32      Ladite juridiction considère que, au regard des dispositions de la sixième directive, l’assujetti exerçant le droit à déduction de la TVA ne porte pas de responsabilité objective en ce qui concerne les factures dont il est le destinataire et qu’il ne saurait supporter, en cas de manquement imputable à l’émetteur de ces factures, la charge de la preuve du comportement attendu en vertu de l’article 44, paragraphe 5, de la loi relative à la TVA.

33      Dans ces conditions, le Jász-Nagykun-Szolnok Megyei Bíróság a décidé de surseoir à statuer et de poser à la Cour les questions préjudicielles suivantes:

«1)      Les dispositions relatives à la déduction de la [TVA] de la sixième directive [...] et, en ce qui concerne l’année [2007], de la directive [2006/112], peuvent-elles être interprétées en ce sens qu’elles permettent à l’autorité fiscale — en se fondant sur la responsabilité objective — de restreindre ou d’exclure le droit à déduction, à l’encontre de l’assujetti qui le fait valoir, lorsque l’émetteur de la facture ne peut pas prouver la régularité du recours à d’autres sous-traitants?

2)      Dans la mesure où l’autorité fiscale ne conteste pas la réalité de l’opération économique indiquée sur la facture, et où la facture correspond formellement aux dispositions légales, cette autorité peut-elle légalement exclure la récupération de la TVA au motif que les sous-traitants auxquels l’émetteur de la facture a eu recours ne sont pas identifiables, ou que les factures émises par ces derniers sont irrégulières?

3)      L’autorité fiscale qui refuse le droit à déduction [dans des circonstances telles que celles décrites dans la deuxième question] est-elle obligée de prouver au cours de la procédure fiscale que l’assujetti faisant valoir son droit à déduction avait connaissance du comportement irrégulier — visant éventuellement à éviter la taxe — des entreprises se situant derrière lui dans la chaîne de sous-traitance, ou qu’il y a lui-même contribué?»

34      Par ordonnance du président de la Cour du 15 juin 2011, les affaires C‑80/11 et C‑142/11 ont été jointes aux fins des procédures écrite et orale ainsi que de l’arrêt.

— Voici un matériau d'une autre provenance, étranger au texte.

Issue #981, opened 2016-10-24
Create HOC Homepage Banner


mewtaylor:
New banner at the top of the homepage that will be present for the two weeks around Hour of Code. This will contain links to the new T3 page, as well as specific resources to get started with (in the form of new tiles, as specified in #979).

Components to use:
- Homepage banner element
- New resource tile (see #979)
- New event row (see #982)

carljbowman:
# Logged-in State
* Includes 'Get Creative with Coding' Banner 
* Includes 'Design a Character' Event Row 

## Desktop - 12col

#### 'Get Creative with Coding' Banner
* 'More things to try' points to the Things to Try page (see #979)
* Resource tiles (everything above dotted line) point to their associated Tutorial
* 'See Cards and Guides' will open a modal with associated resources

#### 'Design a Character' Event Row
* Call to action & copy still being worked on - @kaschm 
* 'See the studio' will point at the studio - @kaschm 
* Video embed URL - @kaschm 

![r2 0_splash-logged-in](https://cloud.githubusercontent.com/assets/3409578/19686543/9285edec-9a8f-11e6-9e16-37689e43a1d5.jpg)

![r2 0_splash-logged-in grid](https://cloud.githubusercontent.com/assets/3409578/19686754/9469edba-9a90-11e6-83b7-d4e1eeaecd0c.jpg)


## Tablet to Desktop - 8col

#### 'Get Creative with Coding' Banner
* Tutorial tiles hidden
* Center align and stack text / 'See things to try' button

#### 'Design a Character' Event Row
* Hidden

![r2 0_splash-logged-in 8col](https://cloud.githubusercontent.com/assets/3409578/19687601/1a16e302-9a94-11e6-9f8b-3d8c5eabb09a.jpg)

![r2 0_splash-logged-in 8col-grid](https://cloud.githubusercontent.com/assets/3409578/19687603/1cb891f0-9a94-11e6-83ae-78099d7f5168.jpg)

## Mobile to Tablet - 6col

#### 'Get Creative with Coding' Banner
* Tutorial tiles hidden
* Center align and stack text / 'See things to try' button

#### 'Design a Character' Event Row
* Hidden
  
![r2 0_splash-logged-in 6col](https://cloud.githubusercontent.com/assets/3409578/19687916/756ddcd2-9a95-11e6-9ca0-1ce7f455cf06.jpg)

[...]

Issue #979, opened 2016-10-24
Create "Things to Try" page


mewtaylor:
New page that will contains resources such as tutorials, educator guides and activity cards for getting started with Scratch.

Components this will need:
- `TitleBanner`
- Resource Tile (new component)
- Resource Modal (new component) (see #980)

carljbowman:
## Things to Try page - Responsive Behavior

### Desktop - 12col
* The vertical size of resource tiles will vary. This variation can be more dramatic based on translation. So rather than setting a fix char length or hiding overflown content, we should use a 'masonry' grid and allow for tiles to paginate asymmetrically

![r2 0_thing-to-try 12col](https://cloud.githubusercontent.com/assets/3409578/19690566/1db1b5a4-9a9f-11e6-9d56-672f9a24c9ab.png)

![r2 0_thing-to-try 12col-grid](https://cloud.githubusercontent.com/assets/3409578/19690547/1142239e-9a9f-11e6-8d58-87d0efd5d9e4.png)

### Tablet to Desktop - 8col
![r2 0_thing-to-try 8col](https://cloud.githubusercontent.com/assets/3409578/19691216/7e37923e-9aa1-11e6-9691-51dbdfa5a7de.png)

![r2 0_thing-to-try 8col-grid](https://cloud.githubusercontent.com/assets/3409578/19691220/80a88028-9aa1-11e6-95cc-59f538e08fe9.png)

### Mobile to Tablet - 6col
_A perfect example of where our current fixed grid system could use some tweaking. Lots of unused space. A flexible grid could help fill the space across more devices, but we would need to design with more variation in mind_

![r2 0_thing-to-try 6col](https://cloud.githubusercontent.com/assets/3409578/19691879/d8f7c7d2-9aa3-11e6-80a0-b6929c230416.png)

![r2 0_thing-to-try 6col-grid](https://cloud.githubusercontent.com/assets/3409578/19691880/db39ffa6-9aa3-11e6-986a-0d4e6d39bda1.png)


### Mobile - 4col
![r2 0_thing-to-try 4col](https://cloud.githubusercontent.com/assets/3409578/19692425/e18cc440-9aa5-11e6-87ac-60a7c6243f30.png)

![r2 0_thing-to-try 4col-grid](https://cloud.githubusercontent.com/assets/3409578/19692431/e9365f6c-9aa5-11e6-9c2e-494464010fc1.png)

## 'See Cards & Guides' Modal - Responsive Behavior

[...]

PR #1020, opened 2016-11-16
Feature GH-981: Add HOC banner component

mewtaylor:
Implements #981.

A couple things to note about this from the specs:
* modals disappear for tablet and below (because the tiles in the banners disappear)
* The teacher banner, for teachers, will appear above the hoc banner

### Test Cases ###
* Banner appears for logged in and logged out users
* Banner appears below teacher banner for teachers
* Tiles in banner show modal when the "see guides" part is clicked
* Modals disappear below our `desktop` breakpoint
* Tiles disappear below our `desktop` breakpoint


src/views/splash/hoc-banner/hoc-banner.jsx
```diff
@@ -0,0 +1,115 @@
...
+                description: formatMessage({id: tiles[2].description}),
+                tutorialLoc: tiles[2].tutorialLoc,
+                activityLoc: formatMessage({id: tiles[2].activityLoc}),
+                guideLoc: formatMessage({id: tiles[2].guideLoc}),
+                thumbUrl: tiles[2].thumbUrl,
+                bannerUrl: tiles[2].bannerUrl
+            }
+        };
+        
+        return [
```
chrisgarrity: I reordered the tiles in based on feedback from @ntlrsk (see https://github.com/LLK/scratch-www/issues/979#issuecomment-258456575) that put Animate Your Name first instead of Make It Fly. We should check whether this change should carry over to the splash page. If so you can just use the first three ttt tiles in order.

src/views/splash/hoc-banner/hoc-banner.jsx
```diff
@@ -0,0 +1,115 @@
...
+    },
+    hideTTTModal: function () {
+        return this.setState({TTTModalOpen: false});
+    },
+    renderTTTTiles: function () {
+        var formatMessage = this.props.intl.formatMessage;
+        
+        var tileObjects = {
+            flyTile: {
+                title: formatMessage({id: tiles[1].title}),
```
rschamp: Not crazy about this kind of data juggling, but it probably won't matter for the short lifetime for this component.  If this were longer term, I'd suggest `thingstotry/ttt` to export an object with named tile data.  Then both views could render an ordered set of those.  Otherwise you have to coordinate reordering in more than one place.

src/views/splash/hoc-banner/hoc-banner.jsx
mewtaylor: ohh I thought that it was in the center here to highlight it more, thanks for checking. @kaschm @carljbowman what should the order be for these? same as on the top row of ttt?

src/views/splash/hoc-banner/hoc-banner.jsx
mewtaylor: Yeah I thought about refactoring this to do that – though the main issue is that it's needed in sequence in ttt and not here. However, if @chrisgarrity 's comment above is correct, then I can just grab this in sequence like we do in ttt (just for the first 3), which might make this a bit less juggling (i.e. essentially saying "we want the 3 most important ones").

mewtaylor:
@rschamp @chrisgarrity – for Nov 21 hotfix, we either need to not merge any December things into `develop` before Monday, or maybe create a separate hotfix branch (which would need to get PRs for the release branch too). Thoughts?

src/views/splash/hoc-banner/hoc-banner.jsx
chrisgarrity: Yes, I think we ended up with this because the ordering on the ttt page was changed after the design was set. Personally I think they should match - I think it's odd that the first three change order when you go from splash to ttt.

rschamp:
@mewtaylor I think a hotfix branch would make the most sense. Can you explain what you mean about getting PRs for the release branch?

mewtaylor:
@rschamp I mean that if there's a PR for a bugfix found during QA that needs to go against the release branch, I'll need to also open a PR against the hotfix branch that we create – unless we just don't merge this until after the release.

chrisgarrity:
@mewtaylor @rschamp A hotfix branch makes sense to me, but I might wait a couple of days any any case to confirm the order of the tiles on the HOC banner.

PR #1025, opened 2016-11-16
Fix gh-1023: Localize Explore Title and Dropdown

### LINKED ISSUE #1023: Explore page header is not translated
The Explore page header and the "Trending, Popular, Recent" drop down are not translated.

Should be able to use the general.explore message id for the header

TheGrits:
Should fix #1023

 Sur les questions préjudicielles

35      À titre liminaire, il convient de constater que, eu égard aux différentes dates des faits au principal, les questions posées se réfèrent tant à la sixième directive qu’à la directive 2006/112. Ainsi que cela a été relevé au point 3 du présent arrêt, cette dernière directive n’a, en principe, pas apporté de changements de fond par rapport à la sixième directive. En particulier, les dispositions de ces deux directives qui sont pertinentes dans le cadre des affaires au principal sont, en substance, identiques. Dans ces conditions, il suffit d’examiner les questions posées par rapport aux dispositions de la directive 2006/112 (voir, en ce sens, arrêt du 15 septembre 2011, Słaby e.a., C‑180/10 et C‑181/10, Rec. p. I‑8461, points 28 et 49 à 51).

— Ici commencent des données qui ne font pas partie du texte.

PR #1027, opened 2016-11-16
Fix gh-1026: Trust and Safety Manager URL update

### LINKED ISSUE #1026: Link for Trust & Safety Manager on Jobs page
As discussed with @mewtaylor, on the jobs page on Staging, we updated the jobs available in https://github.com/LLK/scratch-www/pull/989 (which is in the **November 14** milestone) but it looks like the link for the trust & safety manager  position will still not work.

TheGrits:
Should fix #1026 

I have a feeling Travis won't like how long the URL is though...

### DIFF
--- a/src/views/jobs/jobs.jsx
+++ b/src/views/jobs/jobs.jsx
@@ -31,7 +31,7 @@ var Jobs = React.createClass({
                         <h3><FormattedMessage id='jobs.openings' /></h3>
                         <ul>
                             <li>
-                                <a href="http://media.mit.edu/about/opportunities/trust-and-safety-manager-scratch-lifelong-kindergarten">
+                                <a href="http://bit.ly/2f5hABE">
                                     Trust &amp; Safety Manager
                                 </a>
                                 <span>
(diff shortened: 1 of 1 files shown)


jwzimmer:
@mewtaylor if the URL is rejected for making the line too long, could @TheGrits use bitly to shorten the link? The old link for the Community Manager position was a bitly link...

jwzimmer:
@TheGrits I think you can go ahead and try with this shortened URL: http://bit.ly/2f5hABE so it will pass the check, and we'll see if @mewtaylor knows of any reason that isn't a good idea when the PR is reviewed. : )

TheGrits:
@jwzimmer Thanks, I pushed the change!

jwzimmer:
Thanks @TheGrits!

mewtaylor:
bitly is fine – @rschamp did we decide at some point to exempt urls from linting?

rschamp:
I believe they will be when we switch over to eslint-config-scratch.

mewtaylor:
@jwzimmer @thisandagain @rschamp I'd like to cherry pick this into our release tomorrow, since currently people cannot apply for the position through Scratch – thoughts?

thisandagain:
Agreed. Thanks @mewtaylor

PR #1048, opened 2016-11-19
Add Belarusian (Byelorussian) to custom locale

EdwardGeneralov:
Belarusian

### DIFF
--- a/custom-locales.json
+++ b/custom-locales.json
@@ -7,6 +7,10 @@
         "locale": "an",
         "parentLocale": "ca"
     },
+    "be": {
+        "locale": "be",
+        "parentLocale": "ru"
+    },
     "cat": {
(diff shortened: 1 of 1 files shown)


chrisgarrity:
Custom-locale is only needed for languages not defined by [intl-messageformat](https://github.com/yahoo/intl-messageformat/tree/master/dist/locale-data). be is defined, so this change is unnecessary.

EdwardGeneralov:
Invalid

mewtaylor:
@EdwardGeneralov could you explain what you mean by that? Just to reiterate, what @chrisgarrity is saying is that the locale definition for our repo for Belarusian is already covered by a tool we use, `intl-messageformat`, so we don't need to define it again here it appears.

Issue #906, opened 2016-09-01
Redirect /hoc to Activity Page


kaschm:
Before CSEdWeek begins, we should redirect the /hoc page to the new Activities Page https://github.com/LLK/scratch-www/issues/904

ntlrsk:
Will this HOC page still show up anywhere? If so, is it possible to add links to the two educator guides: **Make It Fly** https://scratch.mit.edu/fly/guide and **Make Music** https://scratch.mit.edu/music/guide ?

kaschm:
@ntlrsk we had planned to redirect this page entirely; it won't be available after the redirect. Does this sound ok?

ntlrsk:
@kaschm Yes that is OK with me. Hopefully translators will work on translation for the TTT page - thanks to @chrisgarrity for emailing them.

mewtaylor:
@ntlrsk @kaschm can we get rid of the current hoc page? Or is the plan to try to archive it?

kaschm:
@mewtaylor might be nice to have it in case we want to reuse it for something in the future (for example, Lemann uses a translated version on their site).

mewtaylor:
@kaschm deleting it would mean we’d still have the code for it in github, so if the thought was to keep it to reuse it, we could still find it again even after removing it. Is that okay?

kaschm:
yup, that's fine! thanks. @mewtaylor

ntlrsk:
OK with me too. Thanks for checking.

PR #1050, opened 2016-11-20
Implement GH-906: Redirect hoc page to `/go`

mewtaylor:
Implements #906. For now, it just removes the old HOC page, rather than archiving it. I can change that if needed, but this is nice because it shortens our Fastly url rule by moving something to redirect.

/cc @kaschm


rschamp:
I'd rather it be deleted than archived — archiving means maintaining it.

PR #1057, opened 2016-11-21
[Master] Release HOC #1

mewtaylor:


rschamp:
This looks like the right set of PRs to me

chrisgarrity:
No isiZulu in the menus, but I assume that's because we're including it in the next deploy. Everything else looks like the expected set of changes.

mewtaylor:
yeah sorry @chrisgarrity I miscommunicated on that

 Sur les questions posées dans l’affaire C‑142/11

36      Par ces questions, qu’il convient d’examiner ensemble, la juridiction de renvoi demande, en substance, si les articles 167, 168, sous a), 178, sous a), 220, point 1, et 226 de la directive 2006/112 doivent être interprétés en ce sens qu’ils s’opposent à une pratique nationale en vertu de laquelle l’autorité fiscale refuse à un assujetti le droit de déduire du montant de la TVA dont il est redevable le montant de la taxe due ou acquittée pour les services qui lui ont été fournis, au motif que l’émetteur de la facture afférente à ces services, ou l’un de ses prestataires, a commis des irrégularités, sans que cette autorité établisse que l’assujetti concerné avait connaissance dudit comportement irrégulier ou qu’il y a lui-même contribué.

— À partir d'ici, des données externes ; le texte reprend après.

PR #1077, opened 2016-11-28
Automated integration test framework for CI

jzoldak:
Addresses #925

@jwzimmer I've been thinking about how we best set up the automated testing for the integration with the backend Scratch APIs, and coded up this approach as a proposal. Would love your feedback.

Important points:
* Dockerized the development environment. This should also make onboarding of new devs easier.
* Using pre-built, supported containers for Selenium standalone and firefox. We could easily extend this to test other browsers also if we want.
* Using the [Nightwatch.js](http://nightwatchjs.org/) Selenium framework.
  * This has a built-in Page Object support, which will make the tests more maintainable.
  * It also exposes helper methods for waiting. We can use these to help with synchronization, which IMO is the trickiest part in any browser-based automation.
* Warning: These tests do take some time to set up and run in CI.
  * They currently increase build time on travis by about 8 minutes (from <3 to <11 minutes)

37      Afin de répondre auxdites questions, il y a lieu, premièrement, de rappeler que, selon une jurisprudence constante, le droit des assujettis de déduire de la TVA dont ils sont redevables la TVA due ou acquittée pour les biens acquis et les services reçus par eux en amont constitue un principe fondamental du système commun de la TVA mis en place par la législation de l’Union (voir, notamment, arrêts du 25 octobre 2001, Commission/Italie, C‑78/00, Rec. p. I‑8195, point 28; du 10 juillet 2008, Sosnowska, C‑25/07, Rec. p. I‑5129, point 14, et du 28 juillet 2011, Commission/Hongrie, C‑274/10, Rec. p. I‑7289, point 42).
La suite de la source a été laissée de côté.